### Aim of the exercise
Pull out every line below that holds the word "embedding".

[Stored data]
PR #1219, opened 2024-09-22
use DOTNET_ var in docker

kasperk81:
.net 6 onwards, DOTNET_ is preferred over COMPlus_ https://github.com/dotnet/runtime/commit/fbdcec9060f46353761ac8ee14d11d6206049395 it first uses DOTNET_, and then COMPlus_ as a legacy fallback.


jpdillingham:
Thanks for this, I never would have known!

This setting was introduced in #1196 to enable support for running the container on a read only filesystem; I'll take some time this weekend to test and make sure this doesn't introduce a regression.  Let me know if you've done so already.

jpdillingham:
Thanks for linking that, sheds more (easily digestible) light on why this conflicts with read only configurations.

Thanks again for the contribution!

PR #1242, opened 2024-11-16
docs: fix YAML indentation

ppom0:
Hi, I think there is a typo in the indentation of this YAML block. Do you agree?


jpdillingham:
Good catch, thanks!

PR #370, opened 2025-01-14
Detect proto.Message types when failing to export a field

dsnet:
While we do not provide 1st class handling of protobuf messages, we can at least detect whether the type is a proto.Message and refer the user to the correct package to use to handle protobuf messages with cmp.Equal.

### DIFF
--- a/cmp/options.go
+++ b/cmp/options.go
@@ -232,7 +232,15 @@ func (validator) apply(s *state, vx, vy reflect.Value) {
 		if t := s.curPath.Index(-2).Type(); t.Name() != "" {
 			// Named type with unexported fields.
 			name = fmt.Sprintf("%q.%v", t.PkgPath(), t.Name()) // e.g., "path/to/package".MyType
-			if _, ok := reflect.New(t).Interface().(error); ok {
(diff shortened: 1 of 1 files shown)


dsnet:
Unfortunately, I can't add a test for this as doing so would require a dependency on `google.golang.org/protobuf`.

However, here's the code in action:
```go
package main

import (
	"google.golang.org/protobuf/types/descriptorpb"
)

func main() {
	m1 := &descriptorpb.DescriptorProto{}
	cmp.Equal(m1, m1)
}
```

```
panic: cannot handle unexported field at {*descriptorpb.DescriptorProto}.state:
		"google.golang.org/protobuf/types/descriptorpb".DescriptorProto
	consider using "google.golang.org/protobuf/testing/protocmp".Transform to compare proto.Message types
```

dsnet:
Note that `MethodByName` could massively increase a binary size, but `cmp` is only used for testing, so this isn't a major detriment. Also, golang/go#62257 makes it such that string literals passed to `MethodByName` are specially handled such that only those particular methods must be linked in, while the entire universe of all methods can be mostly DCE'd.

PR #371, opened 2025-02-03
Allow diff context records to be adjusted

### LINKED ISSUE #358: How to add more context to Diff output?
I like the default output of the `.Diff()` function but would love more lines of context around the differences. After looking through different examples, I can't figure out how to do this. Digging into the code of `cmp`, it looks like the context is hardcoded to `2` (https://github.com/google/go-cmp/blob/c3ad8435e7bef96af35732bc0789e5a2278c6d5f/cmp/report_compare.go#L13). Is there a way to override this value?

IdlePhysicist:
This commit enables the number context records to be adjusted, allowing for greater readability in some debugging scenarios.

Closes #358

### DIFF
--- a/cmp/report_compare.go
+++ b/cmp/report_compare.go
@@ -10,7 +10,15 @@ import (
 )
 
 // numContextRecords is the number of surrounding equal records to print.
-const numContextRecords = 2
+var numContextRecords = 2
+
+func SetNumContextRecords(n int) {
+	numContextRecords = n
+}
+
+func GetNumContextRecords() int {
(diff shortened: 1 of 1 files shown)


dsnet:
Hi, thanks for the contribution.

It's a known issue that the reporter does not print enough context for all use cases and this is something worth addressing, but I believe exposing the `numContextRecords` is too low-level of a implementation detail to expose. We probably want a single higher-level option to control the amount of printout, but it's unclear what that option should exactly be.

PR #387, opened 2026-01-28
Fix typo in comment (embedding)

manuelarte:
I was checking this library because I want to replace `reflect.DeepEqual` to `cmp.Equal` or `cmp.Diff` and while doing so, I saw that there is a typo in the word `embedding` in one of the doc comments.

I believe it has no impact at all in the code since it's just a change in a comment.

Cheers.


dsnet (approved):

manuelarte:
@dsnet anything else I need to do to merge this PR?

PR #390, opened 2026-03-11
Fix todo to replace interface{} with any

willbeason:
Resolve TODO which was set to be done after go 1.18. As the project is now in go 1.21, it seems this should be fine now.


dsnet (approved):
Thank you.

PR #391, opened 2026-03-11
Use generic function to box values on heap

willbeason:
Resolve post-1.18 todo to define a generic function that boxes a value on the heap.

### DIFF
--- a/cmp/compare_test.go
+++ b/cmp/compare_test.go
@@ -104,6 +104,7 @@ func mustFormatGolden(path string, in []struct{ Name, Data string }) {
 
 var now = time.Date(2009, time.November, 10, 23, 00, 00, 00, time.UTC)
 
+// TODO(≥go1.27): Use new(V) to allocate a value.
 func ptr[T any](t T) *T { return &t }
 
 type Stringer string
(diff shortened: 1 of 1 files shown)


willbeason:
Saw I could simplify a bit more after looking at the code in the review tool. I think I've caught all the places now that make sense to use the new generic `ptr` function.

cmp/compare_test.go
```diff
@@ -104,13 +104,11 @@ func mustFormatGolden(path string, in []struct{ Name, Data string }) {
 
 var now = time.Date(2009, time.November, 10, 23, 00, 00, 00, time.UTC)
 
-// TODO(≥go1.18): Define a generic function that boxes a value on the heap.
-func newInt(n int) *int { return &n }
+func ptr[T any](t T) *T { return &t }
```
dsnet, line 108: I would add:
```go
// TODO(≥go1.27): Use new(V) to allocate a value.
```

See https://github.com/golang/go/issues/45624

dsnet (approved):
Thank you, let's add another TODO to ironically wait for Go 1.27 support where we can use the expanded `new` semantics.

cmp/compare_test.go
willbeason: That's awesome! Added.

willbeason:
Anything else I should do for this PR?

### Written reply
Fix typo in comment (embedding)
I was checking this library because I want to replace `reflect.DeepEqual` to `cmp.Equal` or `cmp.Diff` and while doing so, I saw that there is a typo in the word `embedding` in one of the doc comments.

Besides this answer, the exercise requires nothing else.